* [Problem to work on] Transcribe the records word for word, beginning with the first line and ending with the line that contains "## Overview"; include nothing else.

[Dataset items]
◇ ◇ ◇ ◇

PR #855, opened 2026-07-20
fix: persist terminal status on generic SBOM-generation failures to stop reprocessing loop

matthyx:
## Overview
SBOM-generation failures (sidecar scan error, invalid/unparseable image source, syft cataloging error, oversized image) are reported via `reportFailure`, but the reserved SBOM object was never marked with a terminal status. Since the reprocessing switch in `processContainerWithMetadata` only special-cased `TooLarge` and `Learning`, a permanently-failing image fell through to the `default:` "processing was interrupted, retrying" branch and was silently reprocessed on **every** subsequent container start — repeated identical error logs and repeated backend failure reports, forever.

## What changed
- **Bounded retries for content-free images**: a new `Incomplete` case in the reprocessing switch, version-gated like the existing `Learning` case, plus a `failureRetries` counter (`handleGenericFailure`) that only pins an image `Incomplete` after `maxScanRetries` (3) *consecutive* failures — a single transient error (a sidecar blip, a registry hiccup) is self-healing, not permanent. `failureRetries` is a bounded, TTL'd `expirable.LRU` (1000 entries, 30 min) rather than a plain map, so it doesn't leak entries for images seen once and never again.
- **Content preservation**: marking a terminal status now goes through a new `storage.SbomClient.PatchSBOMAnnotations` — a JSON merge patch on `metadata.annotations` only, which structurally can never send `spec`. This matters because the reprocessing path fetches the SBOM via `GetSBOMMeta`, which the storage layer returns **without its Spec** (a metadata-only fetch) — persisting that object via a full `ReplaceSBOM` would silently destroy a previously-successful SBOM's real content (its CVE-scan data) the moment a later reprocess attempt failed. All SBOM-generation failure paths (generic scan/source/syft errors, repeated sidecar OOM crashes, and `ErrImageTooLarge`) now go through this patch-based marking, so retries are bounded uniformly whether or not the image previously had content — no separate case for "already had good data" is needed anymore.

## Residual trade-off (documented, not fixed here)
`failureRetries`' TTL resets on every write, so the retry count only accumulates for failures spaced under 30 minutes apart. This fully closes the loop for the reported symptom (a tight failure/crash-loop cadence) but a permanent failure recurring more slowly than that (e.g. an infrequently-restarted long-lived pod) could in principle still reprocess indefinitely without ever hitting 3 *consecutive* failures. Flagged for follow-up if it turns out to matter in practice.

## Additional Information
This is a **pre-existing, independent defect** discovered while working on #853/#854 (the digest-panic crash fix) — it already affected ordinary syft SBOM-generation failures, unrelated to digests. It's deliberately split into its own PR to keep each change minimal and independently reviewable, and does not depend on #854.

## How to Test
```
go build ./...
go vet ./...
go test ./pkg/sbommanager/... ./pkg/storage/...
```
`Test_processContainerWithMetadata_IncompleteReprocessing` reproduces the bounded-retry behavior: `maxScanRetries-1` failures don't touch storage, the `maxScanRetries`-th does, and a version bump grants a fresh retry budget. `Test_processContainerWithMetadata_PreservesContentOn{ReprocessFailure,ScannerCrash,TooLarge}` seed a content-bearing SBOM and drive each failure path past its retry threshold, asserting the SBOM's real content survives (only its annotations change) — each was verified to actually fail (reproducing the underlying data-loss bug) when its corresponding fix is reverted.

## Related issues/PRs
* Follow-up to #854 (fix for #853) — same root investigation, split out as an independent, pre-existing defect.

## Summary by CodeRabbit

* **Bug Fixes**
  * Preserved existing SBOM content when reprocessing fails, including scanner crashes and oversized images.
  * Improved retry handling for repeated SBOM-generation failures.
  * Prevented unnecessary reprocessing when the tool version has not changed.
  * Reset retry behavior when a new tool version is detected.
  * SBOMs are now marked incomplete only after repeated failures without existing content.

* **Tests**
  * Added coverage for retry limits, version changes, scanner crashes, oversized images, and content preservation.

## Summary by CodeRabbit

* **Bug Fixes**
  * Improved SBOM reprocessing reliability by retrying transient generation failures before marking results incomplete.
  * Preserved previously generated SBOM content when later scans fail, including scanner crashes and image-size errors.
  * Prevented repeated retries when an SBOM has already been marked incomplete for the current tool version.
  * Reset retry handling when the scanning tool version changes.
  * Freshly detected images that exceed size limits are now marked accordingly without unnecessary retries.
  * Updated status changes to avoid overwriting existing SBOM content.

### DIFF
--- a/pkg/sbommanager/v1/sbom_manager.go
+++ b/pkg/sbommanager/v1/sbom_manager.go
@@ -295,6 +295,15 @@ func (s *SbomManager) processContainerWithMetadata(notif containercollection.Pub
 		},
 	}
 	wipSbom, err = s.storageClient.CreateSBOM(wipSbom)
+	// wipSbomHadContent is true only when we're about to reprocess an SBOM that previously
+	// completed successfully (the Learning case below). It exists solely to keep a
+	// content-bearing SBOM from ever being marked TooLarge on the reprocess path: unlike
+	// Incomplete, TooLarge is a one-way door in the storage layer -- GuaranteedUpdate
+	// silently drops every future write once status=too-large is set, so persisting it here
+	// (with the real Spec still attached, since PatchSBOMAnnotations never clears it) would
+	// leave the SBOM permanently frozen with its old content, unfixable by any later version.
+	// Incomplete has no such short-circuit and stays safely retryable, so it's used instead.
+	var wipSbomHadContent bool
 	switch {
 	case k8serrors.IsAlreadyExists(err):
 		// get the existing SBOM metadata and check if it is ready or being processed by another node
@@ -333,6 +342,7 @@ func (s *SbomManager) processContainerWithMetadata(notif containercollection.Pub
 				"SBOM was created with an different version of tool, recreating it") {
 				return
 			}
+			wipSbomHadContent = true
 			// continue to create SBOM
 		case wipSbom.Annotations[helpersv1.StatusMetadataKey] == helpersv1.Incomplete:
 			if !s.shouldRetryAtCurrentVersion(wipSbom, sbomName, notif,
@@ -416,7 +426,7 @@ func (s *SbomManager) processContainerWithMetadata(notif containercollection.Pub
 				s.metrics.ObserveSBOMScanDuration("oom_killed", scanDuration)
 				s.metrics.ReportSBOMScannerRestart()
 				s.metrics.SetSBOMScannerReady(false)
-				s.handleScannerCrash(sbomName, notif, scanErr, imageTag, imageID)
+				s.handleScannerCrash(sbomName, notif, scanErr, imageTag, imageID, wipSbomHadContent)
 				return
 			}
 			s.metrics.ReportSBOMScan("error")
@@ -471,7 +481,13 @@ func (s *SbomManager) processContainerWithMetadata(notif containercollection.Pub
 				helpers.String("container", notif.Container.K8s.ContainerName),
 				helpers.String("sbomName", sbomName))
 			if errors.Is(srcErr, syftutil.ErrImageTooLarge) {
-				s.markSBOMStatus(sbomName, helpersv1.TooLarge, nil)
+				if wipSbomHadContent {
+					// don't let a content-bearing SBOM reach the TooLarge one-way door; treat
+					// it as a generic (retryable, eventually Incomplete) failure instead.
+					s.handleGenericFailure(sbomName)
+				} else {
+					s.markSBOMStatus(sbomName, helpersv1.TooLarge, nil)
+				}
 				s.reportFailure(notif, imageTag, imageID, scanfailure.ReasonImageTooLarge, srcErr)
 			} else {
 				s.handleGenericFailure(sbomName)
@@ -562,7 +578,11 @@ func (s *SbomManager) waitForSharedContainerData(containerID string) (*objectcac
 }
 
 // handleScannerCrash responds to repeated sidecar OOM crashes while scanning the same image.
-func (s *SbomManager) handleScannerCrash(sbomName string, notif containercollection.PubSubEvent, scanErr error, imageTag, imageID string) {
+// hadContent must be true when the SBOM being reprocessed previously completed successfully
+// (see the wipSbomHadContent doc comment in processContainerWithMetadata) -- in that case the
+// terminal status is Incomplete rather than TooLarge, since TooLarge is a one-way door in the
+// storage layer that would permanently freeze the SBOM's existing content.
+func (s *SbomManager) handleScannerCrash(sbomName string, notif containercollection.PubSubEvent, scanErr error, imageTag, imageID string, hadContent bool) {
 	s.scanRetries[sbomName]++
 	retryCount := s.scanRetries[sbomName]
 
@@ -576,9 +596,13 @@ func (s *SbomManager) handleScannerCrash(sbomName string, notif containercollect
 		helpers.Int("maxRetries", maxScanRetries))
 
 	if retryCount >= maxScanRetries {
-		s.markSBOMStatus(sbomName, helpersv1.TooLarge, map[string]any{
-			ScannerMemoryLimitAnnotation: fmt.Sprintf("%d", s.scannerMemLimit),
-		})
+		if hadContent {
+			s.markSBOMStatus(sbomName, helpersv1.Incomplete, nil)
+		} else {
+			s.markSBOMStatus(sbomName, helpersv1.TooLarge, map[string]any{
+				ScannerMemoryLimitAnnotation: fmt.Sprintf("%d", s.scannerMemLimit),
+			})
+		}
 		// Report OOM regardless of persist success — the user should know the scan failed
 		s.reportFailure(notif, imageTag, imageID, scanfailure.ReasonScannerOOMKilled, scanErr)
 		delete(s.scanRetries, sbomName)
--- a/pkg/sbommanager/v1/sbom_manager.go
+++ b/pkg/sbommanager/v1/sbom_manager.go
@@ -88,6 +88,7 @@ type SbomManager struct {
 	scannerClient      sbomscanner.SBOMScannerClient
 	scannerMemLimit    int64
 	scanRetries        map[string]int // safe without mutex: only accessed from pool workers (pool size 1)
+	failureRetries     map[string]int // consecutive generic SBOM-generation failures per sbomName; safe without mutex: only accessed from pool workers (pool size 1)
 	pendingScans       map[string]pendingScan
 	pendingOrder       []string
 	pendingMu          sync.Mutex
@@ -141,6 +142,7 @@ func CreateSbomManager(ctx context.Context, cfg config.Config, socketPath string
 		scannerClient:      scannerClient,
 		scannerMemLimit:    scannerMemLimit,
 		scanRetries:        make(map[string]int),
+		failureRetries:     make(map[string]int),
 		pendingScans:       make(map[string]pendingScan),
 		failureReporter:    failureReporter,
 		metrics:            metrics,
@@ -283,6 +285,12 @@ func (s *SbomManager) processContainerWithMetadata(notif containercollection.Pub
 		},
 	}
 	wipSbom, err = s.storageClient.CreateSBOM(wipSbom)
+	// wipSbomHadContent is true only when we're about to reprocess an SBOM that previously
+	// completed successfully (the Learning case below). GetSBOMMeta fetches metadata only, so
+	// wipSbom.Spec is empty here even though the stored object has real content -- if
+	// reprocessing fails, that content must be left untouched rather than wiped via
+	// markSBOMStatus/ReplaceSBOM. See handleGenericFailure.
+	var wipSbomHadContent bool
 	switch {
 	case k8serrors.IsAlreadyExists(err):
 		// get the existing SBOM metadata and check if it is ready or being processed by another node
@@ -316,45 +324,19 @@ func (s *SbomManager) processContainerWithMetadata(notif containercollection.Pub
 				helpers.String("nodeName", wipSbom.Annotations[NodeNameMetadataKey]))
 			return
 		case wipSbom.Annotations[helpersv1.StatusMetadataKey] == helpersv1.Learning:
-			// only skip if the SBOM was created with the same version of tool
-			if wipSbom.Annotations[helpersv1.ToolVersionMetadataKey] == s.version {
-				logger.L().Debug("SbomManager - SBOM is already created, skipping",
-					helpers.String("namespace", notif.Container.K8s.Namespace),
-					helpers.String("pod", notif.Container.K8s.PodName),
-					helpers.String("container", notif.Container.K8s.ContainerName),
-					helpers.String("sbomName", sbomName))
+			if !s.shouldRetryAtCurrentVersion(wipSbom, sbomName, notif,
+				"SBOM is already created, skipping",
+				"SBOM was created with an different version of tool, recreating it") {
 				return
 			}
-			logger.L().Debug("SbomManager - SBOM was created with an different version of tool, recreating it",
-				helpers.String("namespace", notif.Container.K8s.Namespace),
-				helpers.String("pod", notif.Container.K8s.PodName),
-				helpers.String("container", notif.Container.K8s.ContainerName),
-				helpers.String("sbomName", sbomName),
-				helpers.String("got version", wipSbom.Annotations[helpersv1.ToolVersionMetadataKey]),
-				helpers.String("expected version", s.version))
-			// update the version of the tool
-			wipSbom.Annotations[helpersv1.ToolVersionMetadataKey] = s.version
-		// continue to create SBOM
+			wipSbomHadContent = true
+			// continue to create SBOM
 		case wipSbom.Annotations[helpersv1.StatusMetadataKey] == helpersv1.Incomplete:
-			// only skip if the SBOM was created with the same version of tool, so a fixed
-			// node-agent build still retries images that previously failed
-			if wipSbom.Annotations[helpersv1.ToolVersionMetadataKey] == s.version {
-				logger.L().Debug("SbomManager - SBOM generation previously failed with this tool version, skipping",
-					helpers.String("namespace", notif.Container.K8s.Namespace),
-					helpers.String("pod", notif.Container.K8s.PodName),
-					helpers.String("container", notif.Container.K8s.ContainerName),
-					helpers.String("sbomName", sbomName))
+			if !s.shouldRetryAtCurrentVersion(wipSbom, sbomName, notif,
+				"SBOM generation previously failed with this tool version, skipping",
+				"SBOM generation previously failed with a different tool version, retrying") {
 				return
 			}
-			logger.L().Debug("SbomManager - SBOM generation previously failed with a different tool version, retrying",
-				helpers.String("namespace", notif.Container.K8s.Namespace),
-				helpers.String("pod", notif.Container.K8s.PodName),
-				helpers.String("container", notif.Container.K8s.ContainerName),
-				helpers.String("sbomName", sbomName),
-				helpers.String("got version", wipSbom.Annotations[helpersv1.ToolVersionMetadataKey]),
-				helpers.String("expected version", s.version))
-			// update the version of the tool
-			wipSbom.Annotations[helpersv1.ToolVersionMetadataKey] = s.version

◇ ◇ ◇ ◇

* [Solution to this exercise]
PR #855, opened 2026-07-20
fix: persist terminal status on generic SBOM-generation failures to stop reprocessing loop

matthyx:
## Overview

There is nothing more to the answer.